I have solutions in my head for this and I’ve been playing with them. They’re doing well but I’m tinkering early hours into the morning because I care about getting this right. I think there’s an opportunity for developer tools to meet engineers where they are — not behind a high bar of setup and configuration, but ready to go. We deserve tools that respect our time from the first session.

”That’s Just How Professional Tools Work”

It’s true that professional tools have learning curves. Kubernetes doesn’t just work. Terraform doesn’t just work. Git doesn’t just work. But those tools are deterministic. When I write a Terraform config and apply it, I know what’s going to happen. The learning curve is about understanding the system. With AI coding tools, the learning curve is about managing unpredictability. Those aren’t the same kind of hard, and recognizing the difference is how we design better experiences around these tools.

The Other Side

I love for something to just work. Not something I need to write scripts to start using or Terraform and create millions of templates for. Just something that works. And I think we’re closer to that than it might seem.

Something is missing on the experience side of the developer ecosystem and it’s not just another desktop app. It’s not just a better model either. It’s something in between. Something that actually knows your repo, not just indexes it. Something that respects the architecture that’s already there instead of proposing a new one every session. Something that understands every part of your environment and your functional intent. Something that makes week two feel as good as day one.

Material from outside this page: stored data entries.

PR #3523, opened 2020-09-09
[mqtt] Mitigate bad startup order

and-rewsmith:
I made a mistake overlooking that hot tasks do not work the C# way. This leads us to a state where the broker hangs and doesn't open its ports. The tests don't catch this because our test-util startup is not implemented the same way as our actual startup. 

This PR serves as a mitigation of the issue. I have a bug open on me to fix the underlying issue which will involve changing the startup logic.

### DIFF
--- a/mqtt/mqttd/src/broker/bootstrap/edgehub.rs
+++ b/mqtt/mqttd/src/broker/bootstrap/edgehub.rs
@@ -139,6 +139,7 @@ where
     // Start serving new connections
     let state = server.serve(shutdown).await?;
 
+    // Shutdown the sidecars
     sidecar_shutdown_handle.shutdown()?;
     sidecar_join_handle.await??;
 
--- a/mqtt/mqttd/src/broker/bootstrap/edgehub.rs
+++ b/mqtt/mqttd/src/broker/bootstrap/edgehub.rs
@@ -164,7 +164,7 @@ async fn server_certificate_renewal(renew_at: DateTime<Utc>) {
 
 // TODO: We need to elevate failable init steps out of the async block running in it's own thread.
 //       This is because we need to have defined setup steps, that once complete, the sidecars can run without failing.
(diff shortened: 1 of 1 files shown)


mqtt/mqttd/src/broker/bootstrap/edgehub.rs
```diff
@@ -162,22 +161,31 @@ async fn server_certificate_renewal(renew_at: DateTime<Utc>) {
...
-    let device_id = env::var(DEVICE_ID_ENV)?;
-    let command_handler =
-        CommandHandler::new(broker_handle, system_address, device_id.as_str()).await?;
-    let command_handler_shutdown_handle = command_handler.shutdown_handle()?;
-
     let mut bridge_controller = BridgeController::new();
+    let bridge = bridge_controller.start();
+    bridge.await?;
+
+    let sidecars = tokio::spawn(async move {
```
and-rewsmith, line 182: I don't think event loop was a good name so I renamed to sidecars

mqtt/mqttd/src/broker/bootstrap/edgehub.rs
```diff
@@ -189,15 +197,11 @@ async fn start_sidecars(
         if let Err(e) = command_handler_join_handle.await {
             error!(message = "failed waiting for command handler shutdown", error = %e);
         }
-        if let Err(e) = bridge.await {
-            error!(message = "failed waiting for bridge shutdown", error = %e);
-        }
```
and-rewsmith, line 194: This was not correct either so I moved it. Since it is not fail-able and doesn't depend on the broker I put it in the start_sidecars() method. It doesn't actually do anything yet though.

When it is implemented it will be structured the same way as the command handler. Ideally with fail-able init steps, then in a separate thread the sidecars will run and get shutdown.

vadim-kovalyov (approved):

vadim-kovalyov (approved):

And when it works — when it really works — you know. I’m talking about the moment the agent does something genuinely intelligent. It understood what you were doing. It respected what was already there. It made a decision you would have made. And you feel it like electricity and you think holy shit this is it. I’ve had that moment. More than once.

We’re not there consistently yet. But I believe we will be — and the pace of progress tells me it’s not as far away as the frustrations might suggest. I see the other side, and it includes us. Not agents replacing engineers, but engineers and agents building together — where the human brings taste, intent, and judgment, and the agent brings speed, breadth, and tirelessness. I see the other side.

Huge respect to the engineers building these coding agents — what they’re doing is neither easy nor trivial, and every release moves the whole ecosystem forward. This post comes from wanting more for all of us, not less. The best way to honor the work being done is to stay honest about where we are and keep pushing toward where we’re going.